Opinião
A recuperação económica das regiões devastadas pelo fogo
Assim, para compensar o aumento de despesas e redução das receitas que implicarão as tragédias de Junho e Outubro, impõe-se reverter as medidas iniciais de redução de receitas e aumento de despesas face ao verificado em 2017.
Os governantes (primeiro-ministro, ministro e secretário de Estado da Administração Interna) lançaram várias ideias que são de aproveitar e levar a sério. Primeiro, as populações têm de se defender elas próprias (secretário de Estado). Segundo, as populações têm de ser mais resilientes (ministra). Terceiro, mais tragédias como estas vão voltar a acontecer (primeiro-ministro). Juntando tudo: o Estado, através dos seus representantes, declara-se incapaz de acorrer às populações e incita-as a tomar a iniciativa.
Estas afirmações foram em geral mal vistas, mas contêm em si uma ideia importante e válida: é necessário confiar nas populações para resolver os problemas locais, porque o Estado não lhes sabe valer. Desta ideia devem tirar as devidas consequências.
Considerando apenas a recuperação económica - deixando para os respectivos especialistas a questão prioritária e vital da organização e comando da Protecção Civil - há 3 pontos a sublinhar. Primeiro, as medidas para a recuperação das regiões afectadas. Segundo, a questão da mitologia dos efeitos nocivos do eucalipto.
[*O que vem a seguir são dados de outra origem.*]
Issue #15636, opened 2024-03-13
MultiPolygonGeometry with empty coordinates throws an undefined error


yphanikiran:
**Describe the bug**
When an MultiPolygonGeometry with empty coordinates is passed to readFeature() method, throws undefined error as shown in the below screenshot

![image](https://github.com/openlayers/openlayers/assets/145588190/2d04dae3-583e-4027-85e0-1a71f47134ac)

**To Reproduce**
1. Create an object with empty coordinates array 
```
const featureObject = {
    "type": "Feature",
    "id": "test",
    "properties": {},
    "geometry": {
        "type": "MultiPolygon",
        "coordinates": [
            [
                [],
                []
            ]
        ]
    }
}
```
2. pass it readFeature method
```
const geojsonFormat = new GeoJSON({
    dataProjection: 'EPSG:4326',
    featureProjection: 'EPSG:3857'
});
const feature = this.geojsonFormat.readFeature(featureObject) as Feature;
```
3. we will get an error in the console as below
![image](https://github.com/openlayers/openlayers/assets/145588190/0ad89f47-1060-48f9-9ce6-cca3d28ecf72)

**Expected behavior**
when a MultiPolygonGeometry with empty coordinates is passed to readFeature() method, it should handle it without throwing an error

ahocevar:
The GeoJSON you're throwing at the `GeoJSON` format here is invalid. You can verify that at https://geojsonlint.com.

At the very least, to get a valid GeoJSON, you'd have to remove the empty coordinate pairs:
```json
{
    "type": "Feature",
    "id": "test",
    "properties": {},
    "geometry": {
        "type": "MultiPolygon",
        "coordinates": [
            []
        ]
    }
}
```

PR #15637, opened 2024-03-13
allow empty GeoJSON coordinate for MultiPolygon

yphanikiran:
When an MultiPolygonGeometry with empty coordinates is passed to readFeature() method, throws undefined error, to handle this, conditional operator(?) is added while reading the coordinates to assign the value to **stride** in **readMultiPolygonGeometry** method

Fixes: [15636](https://github.com/openlayers/openlayers/issues/15636)


ahocevar:
Thanks for your effort, @yphanikiran. However, please see my comment on #15636. This change would allow parsing invalid GeoJSON, which we do not want.

PR #15638, opened 2024-03-13
Fix WFS property format writer for multiline strings

### LINKED ISSUE #10127: WFS property format writer handling of string values with new lines
Hello,
When updating a feature through WFS, if there are any newline characters in string properties, these are lost (for example, geoserver handles these newlines as whitespace)

Instead I think the WFS format writer should protect string properties in CDATA block when there are any newline characters in string values (or maybe for any string value?)
The attached patch solves the issue for me:

[openlayers-fix-WFS-write-property.patch.txt](https://github.com/openlayers/openlayers/files/3726595/openlayers-fix-WFS-write-property.patch.txt)

aboulan:
When updating a feature through WFS, if there are any newline
  characters in a string properties, these are lost (for example,
  geoserver handles these newlines as whitespace).

  To fix this, multiline string properties should be encoded as
  CDATA block.

Fix #10127

### DIFF
--- a/src/ol/format/WFS.js
+++ b/src/ol/format/WFS.js
@@ -25,6 +25,7 @@ import {get as getProjection} from '../proj.js';
 import {
   readNonNegativeIntegerString,
   readPositiveInteger,
+  writeCDATASection,
   writeStringTextNode,
 } from './xsd.js';
 
@@ -938,7 +939,20 @@ function writeProperty(node, pair, objectStack) {
         GML32.prototype.writeGeometryElement(value, pair.value, objectStack);
       }
     } else {
-      writeStringTextNode(value, pair.value);
+      if (typeof pair.value === 'string') {
+        // Generate CDATA section to preserve whitespaces.
+        pair.value.split(']]>').forEach((part, i, a) => {
+          if (i < a.length - 1) {
+            part += ']]';
+          }
+          if (i > 0) {
+            part = '>' + part;
+          }
+          writeCDATASection(value, part);
+        });
+      } else {
+        writeStringTextNode(value, pair.value);
+      }
     }
   }
 }


src/ol/format/WFS.js
```diff
@@ -938,7 +939,11 @@ function writeProperty(node, pair, objectStack) {
         GML32.prototype.writeGeometryElement(value, pair.value, objectStack);
       }
     } else {
-      writeStringTextNode(value, pair.value);
+      if (typeof pair.value === 'string' && pair.value.search('\n') >= 0) {
```
ahocevar, line 942:
```suggestion
      if (typeof pair.value === 'string' && pair.value.includes('\n') >= 0) {
```
The above should work as well, and yield better performance because no regular expression is created.

ahocevar (changes requested):

src/ol/format/WFS.js
rdewit: Did you mean to remove the ` >= 0` part as well, @ahocevar, like below?

```suggestion
      if (typeof pair.value === 'string' && pair.value.includes('\n')) {
```

ahocevar: Yes, thanks @rdewit

aboulan: When looking at the issue more closely, I wonder if it wouldn't be better to completely skip the test and always output a CDATA block.
Indeed, it is not only end of lines that are not correctly interpreted in a text node: any white space combination (space, tab, end of line) is interpreted as a single space (as per the html/xml rules), so that for example a string with multiple consecutive spaces is also not correctly handled.
But using CDATA blocks are not the perfect solution either: they cannot contain the end of block sequence ("]]>").
They also cannot contain arbitrary binary data (it must be a valid utf8 string) but this is probably not a problem since WFS property values are supposed to be valid xml text (but I don't know if the WF specs explicitly says something about this)
For simple use cases (multi-line string, which I needed initially), CDATA blocks are working great out of the box with geoserver (and any xml parser), but maybe the correct solution for the general case would be to have an API to let the user handle the serialization himself (base64 ?)
What do you think?

aboulan: The following may be the best compromise to catch any white space combination without using CDATA blocks for single words:
[ ' ', '\n', '\t' ].some(c => pair.value.includes(c)

ahocevar: Fine with me to always create a CDATA block.

M393:
If you have text with `]]>` end marker included you can write multiple CDATA sections by splitting the end marker.

```js
pair.value.split(']]>').forEach((part, i, a) => {
  if (i < a.length - 1) {
    part += ']]';
  }
  if (i > 0) {
     part = '>' + part;
  }
  writeCDATASection(value, part);
});
```

src/ol/format/WFS.js
```diff
@@ -938,7 +939,17 @@ function writeProperty(node, pair, objectStack) {
...
     } else {
-      writeStringTextNode(value, pair.value);
+      if (typeof pair.value === 'string') {
+        try {
+          // Generate a CDATA section to preserve whitespaces.
+          writeCDATASection(value, pair.value);
+        } catch {
+          // If value contains the CDATA closing marker ']]>', fallback to a text node.
+          writeStringTextNode(value, pair.value);
+        }
```
ahocevar, line 949: Not sure if it would work, but how about
```suggestion
      pair.value.split(']]>').forEach((text) => writeCDataSection(value, text));
```

src/ol/format/WFS.js
```diff
@@ -938,7 +939,20 @@ function writeProperty(node, pair, objectStack) {
...
+      if (typeof pair.value === 'string') {
+        // Generate CDATA section to preserve whitespaces.
+        pair.value.split(']]>').forEach((part, i, a) => {
+          if (i < a.length - 1) {
+            part += ']]';
+          }
+          if (i > 0) {
+            part = '>' + part;
+          }
+          writeCDATASection(value, part);
```
ahocevar, line 951: This won't work as expected. It will convert `"foo>]]bar"` to `<![CDATA[foo]]]]><![CDATA[>bar]]>` instead of `<![CDATA[foo>]]><![CDATA[]]bar]]>`.

I think this addition could benefit from a test case.

ahocevar (changes requested):

MelkorCC:
What is the status of this PR? Is there a way for me to support it?

ahocevar:
@MelkorCC If you'd be able to create a test according to my comment above, it would be great.

MelkorCC:
@ahocevar while working on test coverage for this i noticed a problem, the change suggested by this PR is actually not enough. It only covers cases in which `writeProperty` is actually used. This is for example NOT the case for Insert operations. So to support this i modified GML 2/3 `writeFeature`. But then i wondered about filters, while i personally only need CDATA support for properties in Update and Insert operations, other users could in theory also need CDATA support for literals used in filters. So i modified `writeLiteral` and `writeExpression`. But i figured that i should maybe ask you about your opinion about all of this before putting even more time into fixing testcases and creating new ones. Do you feel like this is the way to go? Or do you have a better idea? Or am i maybe missing something here and making stuff more complicated than it needs to be?

ahocevar:
Thanks for your effort on this, @MelkorCC. Thinking about what you reported, I'd say it would be best to change the `writeStringTextNode()` function in `ol/format/xsd.js` to check the string for characters not allowed in XML text nodes (should work with a single regular expression or a set of regular expressions), and automatically use a CDATA section when the string contains invalid characters. Then existing `writeCDATASection()` call sites could also be replaced with `writeStringTextNode()`. There are a couple in the KML format, and maybe also in other places.

MelkorCC:
@ahocevar sry for the delay, but i started working on this again with the approach you suggested.
However i hit a roadblock, it seems like Chromium's DOMParser handles CDATA sections in an incorrect way, the parsed XMLDocument contains a merged CDATA section instead of two CDATA sections:
image
In Firefox this is handled correctly:
image

Testcode if somebody wants to verify it:
```JS
const xml = '<test><![CDATA[test]]]]><![CDATA[>test]]></test>';
const node = new DOMParser().parseFromString(xml, 'application/xml');
node.childNodes[0].childNodes
```

My guess is that this is related to [this bug in chromium](https://issues.chromium.org/issues/327273585).

Since OpenLayers uses karma with headless chrome for testing my testcases fail because they currently utilize the DOMParser to parse the xml for the comparison even tho the serialization works as expected.
Do you suggest we delay this until the fix landed in Chromium? Alternatively i could also construct the XMLDocument programmatically instead of parsing it. I went with the parsing for now since this is what other tests (wfs, kml etc) use and since it makes the test much cleaner (everybody understands with one look how the xml should look like).

MelkorCC:
I thought about this and i think for the given testcases it is fine to construct the XMLDocument programmatically.
In all of my new testcases that are affected by this XMLDocuments are very small and creating them should only require 3 lines of code. No existing testcases are affected by this.
While i still believe it would be nicer to have the XML as a string like in other testcases, i think it makes not that much sense to wait until Chromium eventually managed to fix their bugs with regards to CDATA sections. As i already mentioned the Chromium bug is not a problem with regards to the functionality of this change, it only affects the parsing of the XML data for comparison in the testcases.

ahocevar:
Fixed with #16596

PR #15649, opened 2024-03-18
Avoid flickering by using transform matrix as returned from style

### LINKED ISSUE #15644: When adding draw interaction, it flickers while zooming in and out (Version 9.0.0)
This happens only with the newest version 9.0.0. Adding a draw interaction, like drawing polygon, the map flickers while zooming.
The polygon is still visible, but the map under it disappears and flickers. Sometimes it even is blank when I stop zooming.

Style:

```ts
  styleRedOutline: Style = new Style({
    fill: new Fill({
      color: [0, 0, 0, 0.1]
    }),
    stroke: new Stroke({
      color: [255, 0, 0, 0.5],
      width: 5
    })
  }
```

Initialization:

```ts
   const osmLayer = new TileLayer({
      source: new OSM()
    });

    let that = this;

    this.vectorLayer = new VectorLayer({
      source: this.source,
      style: function (feature) {
        return that.styleRedOutline;
      }
    });

    this.view = new View({
      center: [-472202, 7530279],
      zoom: 12
    });
    this.map = new olMap({
      layers: [
        osmLayer,
        this.vectorLayer
      ],
      view: this.view,
      controls: []
    });
```

Adding drawing interaction:

```ts
this.interaction = new Draw({
      type: 'Polygon',
      source: this.source
    });

    let draw: Draw = this.interaction;

    draw.on('drawend', evt => {
      console.log("drawEnd")
      this.lastSelectedFeature = evt.feature;
    });

    this.map?.addInteraction(this.interaction);
```

I tried to trigger layer change and other stuff, but it seems to be a problem with the version 9.0.0. With 8.2.0 it does not happen.

ahocevar:
Hopefully fixes #15644.

Instead of reverting to what we had before #15344, I decided to keep going with storing the current transform on the frame state, but use the css transform matrix as returned from the current style. This should avoid the extra canvases that were fixed with #15344, and avoid the flickering introduced therewith.

### DIFF
--- a/src/ol/transform.js
+++ b/src/ol/transform.js
@@ -1,6 +1,7 @@
 /**
  * @module ol/transform
  */
+import {WORKER_OFFSCREEN_CANVAS} from './has.js';
 import {assert} from './asserts.js';
 
 /**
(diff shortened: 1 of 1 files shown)


tschaub:
@ahocevar was your latest change pushed after https://github.com/openlayers/openlayers/issues/15644#issuecomment-2005137163 ?  Unsure if you saw that message or not.

ahocevar:
@tschaub I have not seen that message yet. A strange issue really, and probably worth to create a Chromium issue instead of trying to work around it here. But I’m unable to reproduce, so I’m unable to create a reproduction case without OpenLayers involved.

ahocevar:
Closing this in favor of #15652.

PR #15669, opened 2024-03-25
Update satellite tiles url

### LINKED ISSUE #15668: MapTiler satellite tiles in examples
**Describe the bug**
`https://api.maptiler.com/tiles/satellite/{z}/{x}/{y}.jpg` used in multiple examples is no longer listed in MapTiler documentation and returns status 204 beyond zoom level 6.

**Expected behavior**
The following are listed, any of which should work to zoom 22 and could be used instead
`https://api.maptiler.com/tiles/satellite-v2/{z}/{x}/{y}.jpg`
`https://api.maptiler.com/maps/satellite/{z}/{x}/{y}.jpg` (tileSize 512)
`https://api.maptiler.com/maps/satellite/256/{z}/{x}/{y}.jpg`

mike-000:
Fixes #15668

There seems little to be gained by increasing maxZoom to 22 as it does not improve image quality

### DIFF
--- a/examples/layer-spy.js
+++ b/examples/layer-spy.js
@@ -22,7 +22,8 @@ const roads = new TileLayer({
 const imagery = new TileLayer({
   source: new XYZ({
     attributions: attributions,
-    url: 'https://api.maptiler.com/tiles/satellite/{z}/{x}/{y}.jpg?key=' + key,
+    url: 'https://api.maptiler.com/maps/satellite/{z}/{x}/{y}.jpg?key=' + key,
+    tileSize: 512,
     maxZoom: 20,
   }),
 });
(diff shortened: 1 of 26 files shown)


examples/layer-spy.js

Terceiro, a alteração da proposta do OE 2018.
Confiar nas populações
Além das ajudas imediatas de compensação pelas perdas causadas, deveriam ser criadas zonas económicas especiais nos concelhos afectados onde se implementaria imediatamente - para entrar em vigor já em 2018 e para valerem nessas regiões por um período mínimo de 20 anos - as seguintes quatro medidas:
1) Isenção das taxas de IRC, IMI e de todos os impostos e taxas sobre o património;
2) Redução para 1/4 das taxas actuais taxas do IRS e do IVA em vigor no restante território nacional;
3) Nenhum organismo de Estado poderá exigir ao cidadão informação, documento ou comprovativo já existentes nos seus arquivos ou de qualquer outro organismo do Estado;
4) As autorizações e licenciamentos serão automaticamente concedidas mediante simples declaração do interessado que se comprometa a cumprir todos os preceitos e regulamentos existentes.
Confiar na ciência: abandonar a eucaliptofobia
O relatório independente sobre a tragédia de Junho - que o Governo declara adoptar na sua acção - alinha na histeria eucaliptofóbica, embora não se canse de apelar à aplicação do conhecimento nas reformas a empreender. Pena que os autores não apliquem a si próprios tão sábio conselho, bebendo no que melhor se investigou sobre a matéria. Não se pode omitir a melhor investigação dos nossos agrónomos e silvicultores e entrar por derivas ideológicas nocivas para a economia nacional. Neste contexto - por ser um marco e uma referência internacional - devem recordar-se experiências do Prof. Mariano Feio que evidenciou de forma concludente a falta de fundamento da histeria antieucalipto.
Para os distraídos: Mariano Feio (1914-2001), investigador, agricultor, engenheiro, estudou não apenas no gabinete, mas na prática, fez da sua Herdade do Outeiro de 1.220 hectares, dos quais 90 ha de eucaliptais, em Ferreira do Alentejo, um laboratório de investigação. Produziu conhecimento fundamental, que verteu em livro(1), baseado em reflexões teóricas e experimentação amplamente reconhecidas internacionalmente. Os seus resultados contrariam a mitologia da nocividade do eucalipto. Pena que a universidade a quem doou a herdade-laboratório e a biblioteca não venha - nestas ocasiões - fazer justiça e lembrar os contributos científicos do seu benemérito.
A proposta de OE 2108: não ceder ao aumento do deficit
A proposta original de OE 2018, que mal deu entrada na AR, conseguia, com algum contorcionismo, um certo equilíbrio num contexto que fosse de recuperação económica interna e externa.
A proposta original não tem margem de precaução para situações como a presente. A tentação é para quebrar os equilíbrios, apesar de tudo conseguidos, e ultrapassar largamente o deficit orçamentado. A condescendência das instituições europeias não vai ser difícil de obter. Mas é outro o interesse do futuro da economia portuguesa que passa antes por não ultrapassar o deficit inicialmente previsto.
Assim, para compensar o aumento de despesas e redução das receitas que implicarão as tragédias de Junho e Outubro, impõe-se reverter as medidas iniciais de redução de receitas e aumento de despesas face ao verificado em 2017.
(1)Mariano Feio, "A Reconversão da Agricultura e a Problemática do Eucalipto", Associação Central da Agricultura Portuguesa, 1989, Lisboa.